Not positive, but I have two guesses. One is that the the T suffix means "treble" and thus the pickup is brighter. That would mean that the B suffix is for "bass", meaning that it's deeper. I think that all Bartolinis are available in these two "flavours". The other guess would be that the suffix indicates what position the pickup should be installed--B at the neck and T at the bridge.
I'm pretty sure it's the latter definition. T = bridge pickup, B = neck pickup. I don't know if they're voiced differently or just slightly different sizes.
M44CT....T=Bridge pickup, M4=pickup style, 4=number of strings, C=deep tone. The M44CB is the same pickup at the neck position (B=Neck pickup).
geshel is right.. since Pickups are sold separately usually. they sell them by "Bridge" and "Neck" Example Seymour Duncan Active Soapbars(My favorite ) ASB-5n = neck ASB-5b = bridge ASB-5s = Set (Both Neck + Bridge)

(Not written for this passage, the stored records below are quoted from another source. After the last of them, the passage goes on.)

PR #17184, opened 2022-11-24
BLE eQ3 - allow to set retries at runtime

fightforlife:
## Description:

This PR introduces a new parameter in the eQ3 thermostat driver and allows the user to set the number of connection retries. Curently is is hardcoded to 4.
This is needed if the thermostats are far away and not always respond correctly after 4 tries.

This PR will still set the number of retries to 4 at boot. But at runtime the user can change the number of retries with command "trvretries". (or autoexec.bat or rules)
In my testing I had no problems with retries up to 30.

## Checklist:


fightforlife:
I have this running with 30 ble retries max on Version 12.2.0.5. So far 16 days of uninterrupted uptime.

PR #17427, opened 2022-12-17
remove manual upload port and switch to autodiscovery in platformio

blakadder:
## Description:
Remove manual port entry as default and use Platformio port discovery as default.

Needed setting`common.upload_port` to a MAC default so the CI doesn't break

Option to set upload port is now in `platformio_override.ini` to keep user configurations out of default files. Being empty enables port discovery on my Windows system.

Tested on different boards. Does not work if multiple flashable devices are connected.

## Checklist:


Jason2866:
CI Fails on Mac

platformio_override_sample.ini
```diff
@@ -48,6 +48,10 @@ default_envs            =
 
 
 [env]
+; *** Define serial port used for erasing/flashing/terminal
+upload_port                 = COM10
+monitor_speed               = 115200
```
Jason2866, line 53: Why override `monitor_speed` ?

blakadder:
doesn't matter, mac is not playing along as always

platformio.ini
```diff
@@ -35,10 +35,10 @@ custom_unpack_dir           = unpacked_littlefs
 build_unflags               = ${core.build_unflags}
 build_flags                 = ${core.build_flags}
 monitor_speed               = 115200
-monitor_port                = COM5
+; monitor_port                = COM5
```
Jason2866, line 38: Why not remove?

blakadder: i dunno, cause mac might have some objections

platformio_override_sample.ini
```diff
@@ -113,7 +113,6 @@ lib_extra_dirs          = ${library.lib_extra_dirs}
 ;board_build.partitions  = partitions/esp32_partition_app2944k_fs2M.csv
 monitor_speed           = 115200
 ; *** Serial port used for erasing/flashing the ESP32
-;upload_port             = ${common.upload_port}
 upload_port             = COM4
```
Jason2866, line 116: Not consistent. Should be `upload_port = `

platformio.ini
Jason2866: It is only a comment.

PR #17432, opened 2022-12-18
Fix upload_port is mandatory to compile custom build on Linux

barbudor:
## Description:

Upload port setting is now mandatory to compile (even without upload), at least on Linux
Custom builds fails because they use the upload_port from platformio_override(_sample).ini which are empty
PR makes them inherit from the default env 

## Checklist:


Jason2866:
@barbudor The idea from @blakadder was to make autoport finding of plaltformio possible. This is gone by this PR. Practically it reverts the PR.
Since custom env are already customized, why not adding the `upload_port` there or do your override of the `upload_port` just in your `platformio_override.h`.
It is made for such settings.

I do find this PR wrong.

PR #17447, opened 2022-12-19
Fix on init procedure

stefanbode:
## Description:

#17403

## Checklist:


pawol:
I have tested shuttermotorstop on the rest of controllers and everywhere was the value 65535. After setting onto 500. Each roller controller works

stefanbode:
> 65535. After setting onto 50

Thanks for the information. I checked on my devices and always got a "0" in the case of a missing initialization. @arendst : What is the default for the config parameters if not used? "FFFFFF" or "0000000"

arendst:
On a new install it's 0. On an updated system it may be anything as settings may have been moved around within the settings area over time. I suggest to test for any value outside your valid value range.

PR #17626, opened 2023-01-07
WIP Tuya MCU Bridge driver alternative to the TuyaMCU driver

dgwynne:
I wrote this because I want to operate the PWM LEDs on a fan from the ESP chip rather than leave it on the MCU. Tasmota offers far more control than what the MCU offers. However, with the current TuyaMCU driver I cannot use it and the PWM light driver at the same time. I wanted a much simpler and less integrated TuyaMCU driver to work with.

I am also sending this pull request in mostly as a backup of my work, I'm not going to get upset if you (Tasmota) are not interested in this or the idea of pushing such a huge breaking change on your userbase. You might find some of the code interesting though.

## Description:

The main difference is this driver does not try and wire MCU data points (Dps) into the tasmota power/light/etc controls. Instead, each Dp ends up being relayed directly to MQTT and the rules subsystem. If you want to change the state of something wired up to the MCU, you send tuyamcu specific commands to manipulate the Dp.

Each Dp gets a type and id specific topic that is sent to MQTT. eg, Dp id 1 type bool looks like tele/%topic%/TUYAMCUBOOL1. To change state you send a TuyaMCUBool1 command (the command is actually TuyaMCUBool and the index value is used as the DpId, which is nice and symmetrical) with the new value.

Currently Rules operate on TuyaMCU#TypeDpid things, eg, "rule1 on TuyaMCU#Bool1 do power %value% endon" updates the state of the power of something configured on the tasmota device when the state of the thing on the MCU changes too.

Dp endpoints and their values are remembered by the driver, and only changes to the values are relayed. Only bool, enum, and value types are currently handled.

As a more concrete example of how this works, the fan I was trying to integrate with is a Ventair Skyfan DC with a built in CCT light. The fan comes with a rf433 remote that's wired up the MCU. An "interesting" feature of the remote is that even though it has buttons to toggle the state of the fan and light, and up/down buttons for each of the fan and light, the remote seems to send it's idea of the state rather than the individual button presses for the MCU to update the state with. eg, the fan state gets toggled on the remote, and then the remote sends "the fan is on" or the "fan is off" rather than "toggle the fan". This is interesting because you can just take the MCU reported values and update the state of the light on the tasmota device rather than try and sync the tasmota state with the MCU.

So, here are the Dps on the fan:

```
tele/tasmota_756B78/TUYAMCUBOOL1 0
tele/tasmota_756B78/TUYAMCUENUM2 0
tele/tasmota_756B78/TUYAMCUVALUE3 0
tele/tasmota_756B78/TUYAMCUENUM8 0
tele/tasmota_756B78/TUYAMCUBOOL15 0
tele/tasmota_756B78/TUYAMCUVALUE16 0
tele/tasmota_756B78/TUYAMCUENUM19 0
tele/tasmota_756B78/TUYAMCUENUM22 0
```

DpId 1 is fan power
DpId 3 is fan speed (values 1 to 5 inclusive)
DpId 8 is the fan direction (forward/reverse)
DpId 15 is the light power
DpId 16 is the light dimmer level (1 to 5 inclusive)
DpId 19 is the CCT value (0 to 2 inclusive)
DpId 22 is a timer thing

I can't tell what DpId 2 is. I wish it was a toggle for the onboard buzzer on the fan, but changing it doesn't do anything I can see.

After snipping the MCU connections to the LEDs and patching pins from the ESP chip into their place, I can use rules like this:

```
SetOption 20
Rule1
  on TuyaMCU#Bool15=0 do power off endon
  on TuyaMCU#Value16=1 do backlog dimmer 20; power on endon
  on TuyaMCU#Value16=2 do backlog dimmer 40; power on endon
  on TuyaMCU#Value16=3 do backlog dimmer 60; power on endon
  on TuyaMCU#Value16=4 do backlog dimmer 80; power on endon
  on TuyaMCU#Value16=5 do backlog dimmer 100; power on endon
  on TuyaMCU#Enum19=0 do CT 153 endon
  on TuyaMCU#Enum19=1 do CT 327 endon
  on TuyaMCU#Enum19=2 do CT 500 endon
```

## Todo

- better relaying of the wifi/mqtt status to the MCU
- handling wifi reset requests from the MCU
- low power stuff?
- support for sending status updates and device info queries
- supporting the raw and string Dp types
- restarting the tuya mcu state machine?
- restarting the rx state machine when no bytes are rxed for a period of time
- time sync

## Checklist:


arendst:
Thx. Will merge once I finish some tests. Nice to see different ways of C programming resulting in the same result (meaning programming style).

Regarding esp32c3 serial, it should work just as well. Unless you expect more than one serial interface (over the console, either serial or CDC) as the C3 only has one additional UART and tasmota does not support software serial on esp32.

tasmota/tasmota_xdrv_driver/xdrv_65_tuyamcubr.ino
```diff
@@ -0,0 +1,916 @@
...
+
+	dp->dp_value = XdrvMailbox.payload;
+
+	data.h.dpid = dp->dp_id;
+	data.h.type = dp->dp_type;
+	data.h.len = htons(dt->t_len);
+	dt->t_wr(data.value, dp->dp_value);
+
+	tuyamcubr_send(sc, TUYA_CMD_SET_DP, &data, len);
+
```
arendst, line 502: Pls change TUYA_CMD_SET_DP to TUYAMCUBR_CMD_SET_DP

tasmota/tasmota_xdrv_driver/xdrv_65_tuyamcubr.ino
```diff
@@ -0,0 +1,916 @@
...
+#ifndef nitems
+#define nitems(_a)		(sizeof((_a)) / sizeof((_a)[0]))
+#endif
+
+#ifndef CTASSERT
+#define CTASSERT(x)		extern char  _ctassert[(x) ? 1 : -1 ]	\
+				    __attribute__((__unused__))
+#endif
+
+#define TUYAMCUBR_LOGNAME		"TuyaMCUBr"
```
arendst, line 38: Pls shorten log name to three character in line with Tasmota logging. Suggesting "TYB"

vic42:
Not sure this file is contained intentionally https://github.com/arendst/Tasmota/pull/17626/files#diff-ce9dde7afe3598171690658547081fc8e27885c5903a1c33465e07f0f00318f4

arendst:
Yes, that file shouldn't be there.

dgwynne:
> Thx. Will merge once I finish some tests. Nice to see different ways of C programming resulting in the same result (meaning programming style and punch card width!).
> 
> Regarding esp32c3 serial, it should work just as well. Unless you expect more than one serial interface (over the console, either serial or CDC) as the C3 only has one additional UART and tasmota does not support software serial on esp32.
> 
> UPDATE: Just did a test on an ESP32-C3 without CDC and that works fine. A test on an ESP32-C3 with CDC fails. It fails on ANY configured serial device, not just yours so I have an issue with ESP32-C3 and CDC I need to sort out.
> 
> UPDATE2: Regarding ESP32-C3 with CDC I did some more tests. Appears when selecting GPIO18/19 it doesn't work indeed most probably because that's where my device has connected it's USB connection. If I try other GPIO's (from 6 to 21 excl. 18/19) serial devices work fine including yours. What hardware ESP32-C3 with CDC did you try? I tried the cripple Lolin C3-mini (which seems not to be so crippled in my case).
> 
> UPDATE3: Yep. Checked the schematics and indeed the CDC/USB interface is connected to GPIO18/19 so that explains why it didn't work in the first try.

I was trying on a luatos board (https://templates.blakadder.com/luatos_CORE-ESP32.html) with GPIO8 and 9 as TuyaMCUBr Rx and Tx respectively, GPIO12 is LedLink, and GPIO18 and GPIO19 for PWM channels. I'll move the PWM pins and give it a try.

dgwynne:
> Not sure this file is contained intentionally https://github.com/arendst/Tasmota/pull/17626/files#diff-ce9dde7afe3598171690658547081fc8e27885c5903a1c33465e07f0f00318f4

it's just a bit of defense. the tuyamcubr code and the mielhvac code both use these macros. if the order they're included changes then the preprocessor might get upset.

tasmota/tasmota_xdrv_driver/xdrv_65_tuyamcubr.ino
dgwynne: done

PR #17724, opened 2023-01-16
Tuya - WIFI_STRENGTH + Save check on MCU_CONF

barbudor:
## Description:

**Related issue (if applicable):** fixes https://github.com/arendst/Tasmota/discussions/17625

On a Tuya device for which the non-ESP module has been replaced by an ESP12F
- Adding support for command GET_WIFI_STRENGTH (0x24) that was not yet implemented
- Adding some fail safe check on command MCU_CONF when mode 2 provides GPIO for LED_1 and KEY_1 (Button_1) that are not compatible for ESP8266 (but was ok for the original non-ESP MCU).
Before the PR, the GPIO were blindly enforced, leading to a FRC and configuration reset because of incompatibility with flash pins.

Fail safe adds warning message if either the provided GPIO is illegal or is already mapped to something else than LED1/KEY1
Exemple message for a MCU_CONF message providing GPIO9 for LED1 and GPIO6 for KEY1.
```
23:52:56.791 TYA: In use or illegal gpio9 for LED1, ignored
23:52:56.792 TYA: In use or illegal gpio6 for KEY1, ignored
```
This message will mean that some more hacking is required to route the LED1 and KEY1 signal to other GPIOs that are safe for ESP8266. LED_1 and Button_1 can then be set directly in the template and Tuya conf will be ignored.

## Checklist:


SteWers:
@barbudor I had a lot of trouble while using GPIO9 with a user-template after your commit https://github.com/arendst/Tasmota/pull/17724/commits/fa94a3b0f656d00a1cf0b67d855f95c9c93cc2cb. The device (ESP 8285) is running for years and I only did an update to 12.3.1.5.
The additional check for `USER_MODULE == Settings->module` causes, that GPIO9 cannot be used. It can be solved with SO51, but there is no hint to be aware of that.
When the version will be released, many users will have the same trouble as me. Please rethink the implementation of the additional check. Maybe there will be another solution to avoid the use of GPIO9/10 accidentally.

barbudor:
Hi @SteWers 
Could you please provide me with more details ?
What device ? What template ?

On other devices the lack of this test lead to boot loop with configuration resets which let the user totally in the blind on what was happenning.

Thanks

SteWers:
Hi @barbudor,
of course. It is a quiet simple setup. The device is a Sonoff Dual R2 (39). Because of free GPIOs I use this device to communicate via RS485 with my Solax inverter. GPIO9 is connected to the RTS line. The definition is done via template, so `Settings->module` equals `USER_MODULE`. Because of this GPIO9 (and 10) is not usable. Here is the template:
`{"NAME":"Dual R2","GPIO":[0,3488,0,3520,0,225,7776,32,224,544,0,0,0,0],"FLAG":0,"BASE":39}`
Perhaps it is meanwhile possible to check the ESP Chip ID rather then the configured module.
BR

barbudor:
Oh
It's not related to Tuya at all ?

I have to think about it
Thanks for reporting.

SteWers:
No. It isn't related to Tuya. That's a good point. Maybe the check could be combined with the use of Tuya.

barbudor:
@SteWers PR #17835 should solve your problem.
Please let me know if you can test when it is merged

SteWers:
> @SteWers PR #17835 should solve your problem. Please let me know if you can test when it is merged

The code looks good. I'll test it and let you know.

SteWers:
Hi @barbudor,
works like a charm. 👍
Thanks!

PR #470, opened 2022-06-22
Make `defer` statement ghostifiable

jcp19:
Just noticed that `defer` cannot be used in ghost contexts, which is useful when deferring a fold/unfold.


Felalolf (approved):
I would also check that you cannot ghostify an actual call, but you can also do that in a later PR.

PR #471, opened 2022-06-23
Improve trigger for acc(s) when s is a slice

### LINKED ISSUE #238: Access to a slice pointer should yield access to its cells

jcp19:
Changes the trigger of `acc(s)` when `s` is a slice to be heap-independent. The generated trigger should be the same as the one inferred for the assertion `forall i int :: 0 <= i && i < len(s) ==> acc(&s[i])`

Fixes #238

### DIFF
--- a/src/main/scala/viper/gobra/translator/encodings/slices/SliceEncoding.scala
+++ b/src/main/scala/viper/gobra/translator/encodings/slices/SliceEncoding.scala
@@ -47,26 +47,17 @@ class SliceEncoding(arrayEmb : SharedArrayEmbedding) extends LeafTypeEncoding {
       case Shared => vpr.Ref
     }
   }
+
   /**
     * Encodes assertions.
-    * [acc(m: []T, perm)] -> [forall i int :: 0 <= i && i < len(m) ==> acc(&m[i], perm)]
+    *     [acc(m: []T, perm)] -> getCellPerms(m, perm, SliceBound.Len)
     */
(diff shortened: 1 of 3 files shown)


src/main/scala/viper/gobra/translator/encodings/slices/SliceEncoding.scala
```diff
@@ -215,31 +206,42 @@ class SliceEncoding(arrayEmb : SharedArrayEmbedding) extends LeafTypeEncoding {
     }
   }
 
-
   /**
     * Obtains permission to all cells of a slice
-    * getCellPerms[loc: []T] -> forall idx :: {loc(a, idx) 0 <= idx < cap(l) ==> Footprint[ loc[idx] ]
+    *     getCellPerms[loc: []T] ->
+    *         forall idx :: { loc(a, idx) } 0 <= idx < cap(l) ==> Footprint[ loc[idx] ]
```
Felalolf, line 212:
```suggestion
    *         forall idx :: { loc(a, idx) } 0 <= idx < bound ==> Footprint[ loc[idx] ]
    *            where bound is len(l) if sliceBound = SliceBound.Len, and cap(l) otherwise.
```

Felalolf (approved):
I am not sure that this is a good choice, but it is a better choice than what we have right now and I do not have a better idea.

PR #479, opened 2022-07-11
Introduce support for closures

stefanomil:
This PR introduces support for closure verification in Gobra.

The new primitives are:

- **Function literals**, that can capture variables and can be assigned to another variable. They are treated as expressions with function type. Example:
```
     x@ := 0
     c := preserves acc(&x)
            ensures x == old(x) + n && m == x
            func f(n int) (m int) {
                  x += n;
                  return x
            }
```

- **Function and method objects**, operands with function types obtained from functions or methods. They can be assigned to variables and treated as closures. For example, assuming there exist function `f1` and method `SomeStruct.m1`, one can write `c := f1` or `c := SomeStruct{...}.m1`.

- **Closure spec instances**, entities that use existing functions or function literals, in combination with 0 or more parameters, to express properties of closures. For examples, assume that there exists function (or literal) `func fsp(n int, m bool) (r int)`. The possible closure spec instances are `fsp`, `fsp{2}`, `fsp{m: true}`,  `fsp{2, true}`, which have respective types `func(int, bool)int`, `func(bool)int`, `func(int)int`, `func()int`. Each parameter is associated with one argument of the base function.

- **Implementation assertions**, which assert that a closure implements a particular spec. Example: `c implements fsp{m: true}`. This means that it can be called assuming the preconditions of `fsp`, and ensuring the postconditions of `fsp`.

- **Calls with spec**, which allow to call a closure using some spec that we know it implements. Example: `c(3) as fsp{m: true}`. For the purposes of verification, this is equivalent to calling `fsp(3, true)`, with the additional precondition that `c` implements `fsp{m: true}`.

- **Closure spec implementation proofs**, that allow to verify that a closure implements a certain spec. Example:
```
proof c implements fsp{m: true} {
     [fold, unfold]
     r = c(n) as f
     [fold, unfold]
}
```
The proof verifies if, assuming the preconditions of `fsp` and assigning value `true` to the argument `m`, it's possible to establish the preconditions of `f` and, after the call, the postconditions of `fsp` are established. After this statement, the assertion `c implements fsp{m: true}` holds.

Spec implementation proofs can also be used with function or method objects. In this case, the call in the proof can be a normal function/method invocation. For example, assuming `f1` is a function, we can write (if the type of the function matches the type of the spec):
```
proof f1 implements fsp{3} {
   ...
   r = f1(m)
   ...
}
```
From now on `f1 implements fsp{3}` holds and it's possible to call `f1(_) as fsp{3}`. Similarly for methods.


src/main/scala/viper/gobra/frontend/info/implementation/typing/ExprTyping.scala
```diff
@@ -249,13 +257,19 @@ trait ExprTyping extends BaseTyping { this: TypeInfoImpl =>
             case PredT(args) =>
               if (n.args.isEmpty && args.isEmpty) noMessages
               else multiAssignableTo.errors(n.args map exprType, args)(n) ++ n.args.flatMap(isExpr(_).out)
-            case c => Violation.violation(s"This case should be unreachable, but got $c")
+            case c => Violation.violation(s"This caseA should be unreachable, but got $c")
```
jcp19, line 260: you rewrote "case" multiple times to "caseA", "caseB", etc. Did you do this for debugging? If so, I would revert these changes. (For debugging, we can always use the line number reported in the stack trace)

src/main/scala/viper/gobra/frontend/info/implementation/typing/ExprTyping.scala
```diff
@@ -54,6 +61,7 @@ trait ExprTyping extends BaseTyping { this: TypeInfoImpl =>
         // imported members, we simply assume that they are wellformed (and were checked in the other package's context)
         case Some(_: ap.Constant) => noMessages
         case Some(_: ap.Function) => noMessages
+        case Some(_: ap.Closure) => violation(s"the name of a function literal should not be accessible from a different package")
```
jcp19, line 64: What does it mean exactly? Does it mean that you cannot assign a function to a variable if that function is declared in another package? If so, why do we have that restriction?

jcp19 (commented):
I started looking at this but did not have a lot of time to continue. I will hopefully continue soon

src/main/scala/viper/gobra/frontend/info/implementation/typing/ExprTyping.scala
stefanomil: No, we cannot access a function literal from another package (simply because they are declared within functions, so they are never visible from another package). This is not an additional restriction, just a sanity check - and to stop the compiler from warning about missing cases.

Functions from a different package can be assigned to variables, and they would match case (_: ap.Function)

src/main/scala/viper/gobra/frontend/info/implementation/typing/ExprTyping.scala
stefanomil: Fixed

src/main/scala/viper/gobra/ast/frontend/Ast.scala
```diff
@@ -416,12 +423,33 @@ case class PExpCompositeVal(exp: PExpression) extends PCompositeVal // exp is ne
...
+
+case class PClosureImplements(closure: PExpression, spec: PClosureSpecInstance) extends PGhostExpression
+
+case class PClosureImplProof(impl: PClosureImplements, block: PBlock) extends PGhostStatement with PScope
 
 case class PInvoke(base: PExpressionOrType, args: Vector[PExpression]) extends PActualExpression
 
 // TODO: Check Arguments in language specification, also allows preceding type
 
+case class PCallWithSpec(base: PExpression, args: Vector[PExpression], spec: PClosureSpecInstance) extends PActualExpression
```
Felalolf, line 451: I would maybe add a spec option to invoke to reduce redundancy. However, I am not very sure about this.

src/main/scala/viper/gobra/frontend/info/implementation/resolution/NameResolution.scala
```diff
@@ -301,9 +307,51 @@ trait NameResolution { this: TypeInfoImpl =>
...
+            tryPackageLookup(RegularImport(pkg.decl.importPath), id, pkg.decl) match {
+              case Some((f: Function, _)) => (f, f.decl.body, f.context)
+              case _ => return UnknownEntity()
+            }
+          case _ => return UnknownEntity()
+        }
+      case _ => return UnknownEntity()
+    }
+
+    def addressable: Boolean = fBody.exists(_._1.shareableParameters.exists(_.name == id.name))
```
Felalolf, line 336: this code looks quite complicates. Could you not call invoke on `proof.impl.spec.func` and from there extract the symbol. Also, the in and out paramters of a proof are always exclusive, i.e. the addressable method should always return false.

src/main/scala/viper/gobra/frontend/info/implementation/typing/ExprTyping.scala
```diff
@@ -28,8 +28,15 @@ trait ExprTyping extends BaseTyping { this: TypeInfoImpl =>
...
   lazy val wellDefExprAndType: WellDefinedness[PExpressionAndType] = createWellDef {
-
-    case _: PNamedOperand => noMessages // no checks to avoid cycles
+    case n: PNamedOperand =>
+      resolve(n) match {
+        /* A closure name can only be used as a spec, if we are not directly within the closure itself
+           (the same limitation applies within closures nested inside the closure itself) */
+        case Some(ap.Closure(id, _)) => error(n, s"here, the closure name ${n} can only be used as a spec",
+          !tree.parent(n).head.isInstanceOf[PClosureSpecInstance] &&
+            tryEnclosingFunctionLit(n).fold(true)(lit => lit.decl.id.fold(true)(encId => encId.name != id.name)))
```
Felalolf, line 37: I do not think that you need such a strict restrictions. You could introduce an additional internal type, e.g. `spec` and then the usual type rules should enforce that a spec id is not used in a context that it should not be used in.

src/main/scala/viper/gobra/frontend/info/implementation/typing/MiscTyping.scala
```diff
@@ -106,7 +110,7 @@ trait MiscTyping extends BaseTyping { this: TypeInfoImpl =>
 
       case tree.parent.pair(_: PCompositeVal, ke: PKeyedElement) => expectedMiscType(ke)
 
-      case c => Violation.violation(s"This case should be unreachable, but got $c")
+      case c => Violation.violation(s"This caseE should be unreachable, but got $c")
```
Felalolf, line 113: typo

Felalolf (commented):
some comments

src/main/scala/viper/gobra/ast/frontend/Ast.scala
```diff
@@ -416,12 +423,33 @@ case class PExpCompositeVal(exp: PExpression) extends PCompositeVal // exp is ne
 
 case class PLitCompositeVal(lit: PLiteralValue) extends PCompositeVal
 
-case class PFunctionLit(args: Vector[PParameter], result: PResult, body: PBlock) extends PLiteral with PCodeRootWithResult with PScope
+case class PFunctionLit(decl: PClosureNamedDecl) extends PLiteral with PActualExpression
+
+case class PClosureNamedDecl(id: Option[PIdnDef], decl: PClosureDecl) extends PGhostMisc {
+  val result: PResult = decl.result
+}
```
jcp19, line 430: this name might be a bit misleading: I believe that all other nodes that have "Named" in the name have a non-optional identifier of type `PIdnDef`. Additionaly, the extra indirection through `decl` is maybe unnecessary. Maybe one could make the class structure a bit simpler and follow the patterns already existent in the codebase (e.g., with `PNamedParameter` and `PUnnamedParameter`) with the following code:

```scala
// replaces PFunctionLit and PClosureDecl
sealed trait PClosureDecl extends PLiteral with PCodeRootWithResult { // "extends PActualExpression" is redundant here
    def args: Vector[PParameter]
    def result: PResult
    def spec: PFunctionSpec
    def body: Option[(PBodyParameterInfo, PBlock)])
}

// replaces PClosureNamedDecl when id != None
case class PNamedClosureDecl(
    id: PIdnDef,
    override val args: Vector[PParameter],
    override val result: PResult
    override val spec: PFunctionSpec
    override val body: Option[(PBodyParameterInfo, PBlock)]) extends PClosureDecl

// replaces PClosureNamedDecl when id == None
case class PUnnamedClosureDecl(
    override val args: Vector[PParameter],
    override val result: PResult
    override val spec: PFunctionSpec
    override val body: Option[(PBodyParameterInfo, PBlock)]) extends PClosureDecl
```
Additionally, this avoids making closure declarations subtypes of `PMisc` which I think makes more sense.

src/main/scala/viper/gobra/ast/frontend/Ast.scala
```diff
@@ -416,12 +423,33 @@ case class PExpCompositeVal(exp: PExpression) extends PCompositeVal // exp is ne
...
+case class PClosureDecl(args: Vector[PParameter],
+                  result: PResult,
+                  spec: PFunctionSpec,
+                  body: Option[(PBodyParameterInfo, PBlock)]) extends PFunctionOrClosureDecl with PCodeRootWithResult with PActualMisc
+
+case class PClosureSpecInstance(func: PNameOrDot, params: Vector[PClosureSpecParameter]) extends PGhostMisc
+
+case class PClosureSpecParameter(key: Option[PClosureSpecParameterKey], exp: PExpression) extends PGhostMisc
+
+case class PClosureSpecParameterKey(name: String) extends PGhostMisc
```
jcp19, line 441: Do we really need `PClosureSpecParameter` and `PClosureSpecParameterKey`? Couldn't we use `PKeyedElement` here instead? Or does it become cumbersome because we would need to deal with `PCompositeVal`s?

src/main/scala/viper/gobra/frontend/Desugar.scala
```diff
@@ -243,6 +244,38 @@ object Desugar {
       in.MPredicateProxy(id.name, name)(meta(id, context))
     }
 
+    def functionLitProxyD(lit: PFunctionLit, context: TypeInfo): in.FunctionLitProxy = {
```
jcp19, line 247: did you consider using `in.FunctionProxy` instead of introducing `in.FunctionLitProxy`? If so, why did you decide against it?

src/main/antlr4/GobraParser.g4
```diff
@@ -337,6 +348,15 @@ primaryExpr:
   ) L_PAREN expression R_PAREN #builtInCallExpr // Remove this alternative when predeclared functions are properly handled
   ;
 
+// Added function literal with specification
+operand: literal | operandName | L_PAREN expression R_PAREN;
+
+literal: basicLit | compositeLit | functionLit;
```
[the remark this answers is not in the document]
stefanomil: That is true. I have removed them

src/main/antlr4/GobraParser.g4
```diff
@@ -155,6 +155,15 @@ assertion:
 
 blockWithBodyParameterInfo: L_CURLY (SHARE identifierList eos)? statementList? R_CURLY;
 
+// Closures
+closureSpecInstance: (qualifiedIdent | IDENTIFIER) (L_CURLY (closureSpecParams COMMA?)? R_CURLY)?;
+
+closureSpecParams: closureSpecParam (COMMA closureSpecParam)*;
+
+closureSpecParam: (IDENTIFIER COLON)? expression;
```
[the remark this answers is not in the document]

"T" and "B" might also have another implication. My P46s are quad-coils (Which, from the Bart literature, the M44Cs might be - they list both the dual and the quad-coils as 'C'). The bridge pickup is wired so that the two coils (each a split humbucker) available are the "neck" and "Bridge" pairs. The neck pickup is wired so the two are "P" and "reverse P". I'm not sure if these connections are done internally, or somewhere in the wire upstream of my control cavity. Probably internally. Eight wires per pickup would be a bitch. BTW, the catalog at www.bartolini.net is a pretty good reference for the model names and numbers. There are some confusing bits (like how a 72P46x is dual coil, but xxP46x is quad coil?).